-- Task details --
Nothing should change. Output the data exactly.

-- Information --

PR #2587, opened 2020-08-06
Reducing code duplication in minipyro

ciguaran:
Reducing code duplication in minipyro. 
Testing Elbo implementations
Found a slight difference in JIT Elbo for minipyro, wrote a test that highlights that.

### DIFF
--- a/pyro/contrib/minipyro.py
+++ b/pyro/contrib/minipyro.py
@@ -177,14 +177,18 @@ def apply_stack(msg):
     return msg
 
 
-def start_stack_call_or_apply(type, name, fn, obs, *args, **kwargs):
+# sample is an effectful version of Distribution.sample(...)
+# When any effect handlers are active, it constructs an initial message and calls apply_stack.
+def sample(name, fn, *args, **kwargs):
+    obs = kwargs.pop('obs', None)
+
     # if there are no active Messengers, we just draw a sample and return it as expected:
     if not PYRO_STACK:
         return fn(*args, **kwargs)
 
     # Otherwise, we initialize a message...
     initial_msg = {
-        "type": type,
+        "type": "sample",
         "name": name,
         "fn": fn,
         "args": args,
@@ -195,13 +199,6 @@ def start_stack_call_or_apply(type, name, fn, obs, *args, **kwargs):
     # ...and use apply_stack to send it to the Messengers
     msg = apply_stack(initial_msg)
     return msg["value"]
-
-
-# sample is an effectful version of Distribution.sample(...)
-# When any effect handlers are active, it constructs an initial message and calls apply_stack.
-def sample(name, fn, *args, **kwargs):
-    obs = kwargs.pop('obs', None)
-    return start_stack_call_or_apply("sample", name, fn, obs, *args, **kwargs)
 
 
 # param is an effectful version of PARAM_STORE.setdefault that also handles constraints.
@@ -228,7 +225,21 @@ def param(name, init_value=None, constraint=torch.distributions.constraints.real
         return constrained_value
 
     # if there are no active Messengers, we just draw a sample and return it as expected:
-    return start_stack_call_or_apply("param", name, fn, None, init_value, constraint)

-- Problem solution --
PR #2587, opened 2020-08-06
Reducing code duplication in minipyro

ciguaran:
Reducing code duplication in minipyro. 
Testing Elbo implementations
Found a slight difference in JIT Elbo for minipyro, wrote a test that highlights that.

### DIFF
--- a/pyro/contrib/minipyro.py
+++ b/pyro/contrib/minipyro.py
@@ -177,14 +177,18 @@ def apply_stack(msg):
     return msg
 
 
-def start_stack_call_or_apply(type, name, fn, obs, *args, **kwargs):
+# sample is an effectful version of Distribution.sample(...)
+# When any effect handlers are active, it constructs an initial message and calls apply_stack.
+def sample(name, fn, *args, **kwargs):
+    obs = kwargs.pop('obs', None)
+
     # if there are no active Messengers, we just draw a sample and return it as expected:
     if not PYRO_STACK:
         return fn(*args, **kwargs)
 
     # Otherwise, we initialize a message...
     initial_msg = {
-        "type": type,
+        "type": "sample",
         "name": name,
         "fn": fn,
         "args": args,
@@ -195,13 +199,6 @@ def start_stack_call_or_apply(type, name, fn, obs, *args, **kwargs):
     # ...and use apply_stack to send it to the Messengers
     msg = apply_stack(initial_msg)
     return msg["value"]
-
-
-# sample is an effectful version of Distribution.sample(...)
-# When any effect handlers are active, it constructs an initial message and calls apply_stack.
-def sample(name, fn, *args, **kwargs):
-    obs = kwargs.pop('obs', None)
-    return start_stack_call_or_apply("sample", name, fn, obs, *args, **kwargs)
 
 
 # param is an effectful version of PARAM_STORE.setdefault that also handles constraints.
@@ -228,7 +225,21 @@ def param(name, init_value=None, constraint=torch.distributions.constraints.real
         return constrained_value
 
     # if there are no active Messengers, we just draw a sample and return it as expected:
-    return start_stack_call_or_apply("param", name, fn, None, init_value, constraint)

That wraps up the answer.